Okura not:
Günün 11’i, Türkiye medyasındaki görüş ve yorum çeşitliliğini yansıtmak amacıyla hazırlanmaktadır. Aşağıda özetini bulacağınız yazıya yer vermemiz, içeriğini onayladığımız ve/veya desteklediğimiz anlamına gelmez.
Tayip Erdoğan’ın yaşadıkça unutamayacağı iki büyük travması var: Gezi Direnişi ve İstanbul yenilgisi… Bu iki büyük sarsıntıyı yıllar geçse de unutamıyor. Derindeki yarası bir türlü kapanmıyor. Zaman zaman anımsadıkça içini karabasanlar basıyor ve öç alma isteği yeniden depreşiyor. İkide bir eski
defterleri açması bundan… Gezi tutsakları, Anayasa Mahkemesi ve AİHM kararlarına karşın yıllardır içerde. Ama “Erdoğan’a darbe” masalını gündemde tutmak için yeni kurbanlar aranıyor. Şimdilerde bula bula Ayşe Barım’la meslektaşımız İsmail Saymaz’ı bulmuşlar!

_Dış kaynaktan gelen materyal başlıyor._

PR #312, opened 2019-10-15
CORE-666: Check if fixed peer has changed in BRPeerManagerSetFixedPeer

michael-brd:


bitcoin/BRPeerManager.c
```diff
@@ -1555,12 +1555,20 @@ void BRPeerManagerSetCallbacks(BRPeerManager *manager, void *info,
...
 {
     assert(manager != NULL);
-    BRPeerManagerDisconnect(manager);
+
     pthread_mutex_lock(&manager->lock);
-    manager->maxConnectCount = UInt128IsZero(address) ? PEER_MAX_CONNECTIONS : 1;
-    manager->fixedPeer = ((const BRPeer) { address, port, 0, 0, 0 });
-    array_clear(manager->peers);
+    int samePeer = (UInt128Eq(address, manager->fixedPeer.address) &&
+                    (port == manager->fixedPeer.port || UInt128IsZero(address)));
```
EBGToo: Why is the 'IsZero' check part of the 'port' logic?  Hard to follow the logic - same peer if: addresses match, ports don't match, address is zero?

michael-brd: The check is:
* address match AND
* ports match OR address is zero (i.e. peer is being cleared, thus port doesn't matter)

EBGToo: Thanks for this detail:
```
bool samePeer = (
    // same peer if addresses match and ports match
    (address == manager->fixedPeer.address && port == manager->fixedPeer.port) ||
    // OR same peer if addresses match and the address is zero (and thus port is irrelevant)
    (address == manager->fixedPeer.address && address == 0)
);
```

Ekrem İmamoğlu korkusu, Saray rejiminin aklını başından almış! İBB Başkanı’na yönelik çok yönlü ve örgütlü saldırıların başlıca nedeni bu korku! Onunla artık sandıkta boy ölçüşemeyeceğini gören Erdoğan, çözümü hukuk dışı yollarda aramaya başladı. Cumhurbaşkanlığı adaylığı konuşulmaya başladığından beri İmamoğlu’nun başına gelmedik iş kalmadı. Onlarca akıl almaz davalar açtılar, “siyaset yasağı” getirmek istediler, Önce mazbatasını, sonra diplomasını iptal ettiler. Şirketine el koydular. Baskıyla, tehditle önünü kesemeyeceklerini anlayınca da gözaltına aldılar.
AKP de görüyor filmin sonuna yaklaştığını. O yüzden her gün artırıyor zorbalığını. Ama 23 yıllık parantezi kapatmanın zamanı geldi artık… Ülke olarak örgütlü bir kötülükle karşı karşıyayız. Bu ağır kuşatmadan ancak iyiliği örgütleyerek çıkabiliriz. Ben CHP’li değilim, sosyalistim. Ama CHP’nin yarın Ekrem İmamoğlu için ülke çapında kuracağı Dayanışma Sandığı’na giderek destek oyu vereceğim. İyilikten yana tüm yurttaşlarımızı da içinden geçtiğimiz tarihsel süreçte bu onurlu göreve çağırıyorum.
Zalimlerin zulmü varsa mazlumların da direnerek kazanacakları özgür bir dünya var!